Consumption of Dietary Fiber with Different Physicochemical Properties during Late Pregnancy Alters the Gut Microbiota and Relieves Constipation in Sow Model

Abstract

Constipation is a common problem in sows and women during late pregnancy. Dietary fiber has potential in the regulation of intestinal microbiota, thereby promoting intestinal motility and reducing constipation. However, the effects of fibers with different physicochemical properties on intestinal microbe and constipation during late pregnancy have not been fully explored. In this study, a total of 80 sows were randomly allocated to control and one of three dietary fiber treatments from day 85 of gestation to delivery: LIG (lignocellulose), PRS (resistant starch), and KON (konjaku flour). Results showed that the defecation frequency and fecal consistency scores were highest in PRS. PRS and KON significantly increased the level of gut motility regulatory factors, 5-hydroxytryptamine (5-HT), motilin (MTL), and acetylcholinesterase (AChE) in serum. Moreover, PRS and KON promoted the IL-10 level and reduced the TNF-α level in serum. Furthermore, maternal PRS and KON supplementation significantly reduced the number of stillborn piglets. Microbial sequencing analysis showed that PRS and KON increased short-chain fatty acids (SCFAs)-producing genera Bacteroides and Parabacteroides and decreased the abundance of endotoxin-producing bacteria Desulfovibrio and Oscillibacter in feces. Moreover, the relative abundance of Turicibacter and the fecal butyrate concentration in PRS were the highest. Correlation analysis further revealed that the defecation frequency and serum 5-HT were positively correlated with Turicibacter and butyrate. In conclusion, PRS is the best fiber source for promoting gut motility, which was associated with increased levels of 5-HT under specific bacteria Turicibacter and butyrate stimulation, thereby relieving constipation. Our findings provide a reference for dietary fiber selection to improve intestinal motility in late pregnant mothers.

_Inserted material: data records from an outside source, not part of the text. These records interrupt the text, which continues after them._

PR #812, opened 2019-03-20
fix: remove shell output from VHD release notes

CecileRobertMichon:
**Reason for Change**:

The output of the DevOps pipelines isn't always as serial as it should be, remove all shell commands that accidentally show up in the release notes artifacts.

**Issue Fixed**:

**Requirements**:

- [ ] includes documentation
- [ ] adds unit tests

**Notes**:

### DIFF
--- a/packer.mk
+++ b/packer.mk
@@ -20,4 +20,4 @@ generate-sas: az-login
 	az storage container generate-sas --name vhds --permissions lr --connection-string "${CLASSIC_SA_CONNECTION_STRING}" --start ${START_DATE} --expiry ${EXPIRY_DATE} | tr -d '"' | tee -a vhd-sas && cat vhd-sas
 
 make vhd-notes:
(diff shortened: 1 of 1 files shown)


CecileRobertMichon:
/hold

until I can verify desired outcome in vhd build

CecileRobertMichon:
verified

/hold cancel

jackfrancis:
I think we need to include a beginning of line regex, like `'^+`, right?

CecileRobertMichon:
> I think we need to include a beginning of line regex, like '^+, right?

Good point, right now we don't have any other "+" characters anywhere else but we might add some later.

It's not at the beginning of the line exactly since the lines start with four spaces but '    ^+.*' works

jackfrancis:
I think something like this is more resilient:

`'^[[:space:]]\{4\}\+'`

If we always know the first four chars are a space followed by a literal `x`

CecileRobertMichon:
I miscounted there are actually 5 spaces, but I applied your suggestion with 5 instead of 4.

CecileRobertMichon:
/hold

the last commit doesn't work

CecileRobertMichon:
/hold  cancel

verified the pipeline output is what we want

Issue #1032, opened 2019-04-11
Enable errcheck linter


mboersma:
[`errcheck`](https://github.com/kisielk/errcheck) is enabled by default in golangci-lint, but we have it disabled for historical reasons. In Go, ignoring errors returned from a function is often a bug. This should be enabled as part of `make test-style`.

PR #1033, opened 2019-04-11
refactor: add error checking to tests

mboersma:
**Reason for Change**:

Checks all errors that were previously ignored in test code.

**Issue Fixed**:

Refs #1032 
Refs #992, but purposely does not overlap with those changes.

**Requirements**:

- [ ] includes documentation
- [x] adds unit tests

**Notes**:
This is the first baby step en route to enabling `errcheck` by default. These seemed likely to be the least controversial changes, since they are only in test code and do not produce any new failures.


test/e2e/runner.go
```diff
@@ -93,22 +93,32 @@ func main() {
 		if provision || cfg.ForceDeploy {
 			log.Printf("Soak cluster %s does not exist or has expired\n", rg)
 			log.Printf("Deleting Resource Group:%s\n", rg)
-			acct.DeleteGroup(rg, true)
+			if err = acct.DeleteGroup(rg, true); err != nil {
+				log.Fatalf("Unexpected error deleting Resource Group: %s", err)
```
CecileRobertMichon: will this fail if the group doesn't exist?

test/e2e/runner.go
```diff
@@ -93,22 +93,32 @@ func main() {
...
+			}
 			log.Printf("Deleting Storage files:%s\n", rg)
-			sa.DeleteFiles(cfg.SoakClusterName)
+			if err = sa.DeleteFiles(cfg.SoakClusterName); err != nil {
+				log.Fatalf("Unexpected error deleting Storage files: %s", err)
```
CecileRobertMichon: Same question here

test/e2e/runner.go
mboersma: It will—it just calls `az group delete` under the covers, so if the resource group doesn't exist, the command returns 1 even with the `--no-wait` flag.

Maybe it's safer here to discard the error then:
`_ = acct.DeleteGroup(rg, true)`

jackfrancis:
Yeah, can we just not change any of the E2E behaviors at this time?

mboersma:
> there may be some cases in E2E where we weren't exiting on errors on purpose 

Agreed, although in those cases we should be explicit about ignoring the error by assigning it to `_`.

PR #1036, opened 2019-04-11
refactor: remove engine pkg custom script unnecessary functions

CecileRobertMichon:
**Reason for Change**:

Removes lines of code. Custom data no longer uses `GetKubernetesB64` functions anymore so they do not need to be exported now that they are only used by the engine package.

**Issue Fixed**:

**Requirements**:

- [ ] includes documentation
- [ ] adds unit tests

**Notes**:


jackfrancis:
lgtm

Keywords: Turicibacter; defecation frequency; dietary fiber; different physicochemical properties; intestinal motility; late pregnancy.

Figure 1

Effects of different fiber sources on the defecation frequency (A), fecal consistency score (B), and fecal moisture of sows (C) (n = 20). CON, control; LIG, lignocellulose; PRS, resistant starch; KON, konjaku flour. Differences in the superscript letters for the peer data indicate that the difference is significant (p < 0.05).

Figure 2

Effects of different fiber sources on the levels of 5-HT (A), NO (B), ET-1 (C), AChE (D), and MTL (E) in the serum of sows (n = 7). CON, control; LIG, lignocellulose; PRS, resistant starch; KON, konjaku flour. 5-HT, 5-hydroxytryptamine; NO, nitrogen monoxide; ET-1, endothelin-1; AChE, acetylcholinesterase; MTL, motilin. Differences between the superscript letters for the peer data indicate that the difference is significant (p < 0.05).

Figure 3

Microbial diversity in sow feces is affected by dietary fiber sources (n = 7). Shannon (A), Chao (B), Simpson (C), and Ace (D) indicies. CON, control; LIG, lignocellulose; PRS, resistant starch; KON, konjaku flour.

Figure 4

Comparison of the composition of the fecal microbiome (n = 7). The principal coordinate analysis (PCoA) plots of the four groups (A). Microbial structure at the phylum level (B), family level (C), and genus level (D) in the feces of sows. CON, control; LIG, lignocellulose; PRS, resistant starch; KON, konjaku flour.

Figure 5

Differential microbial analysis of the feces of late pregnant sows (n = 7). The ratio of Bacteroidetes to Firmicutes (A), and differential microbial analysis at the family level (B) and genus level (C) between CON and PRS. CON, control; LIG, lignocellulose; PRS, resistant starch; KON, konjaku flour. Differences in superscript letters for the peer data indicate that the difference is significant (p < 0.05).

Figure 6

Characteristics of the short-chain fatty acids (SCFAs) profile in the feces of sows after dietary fiber treatment (n = 7). CON, control; LIG, lignocellulose; PRS, resistant starch; KON, konjaku flour. Differences in superscript letters for the peer data indicate that the difference is significant (p < 0.05).

Figure 7

Correlation between fecal microbiota and defecation performances and serum parameters in Spearman correlation analysis. 5-HT, 5-hydroxytryptamine; NO, nitrogen monoxide; ET-1, endothelin-1; AChE, acetylcholinesterase; MTL, motilin; IL-6, interleukin-6; L-10, interleukin-10; TNF-α, tumor necrosis factor α. Red indicates a positive correlation; blue indicates a negative correlation. *, 0.01 < p ≤ 0.05; **, 0.001 < p ≤ 0.01.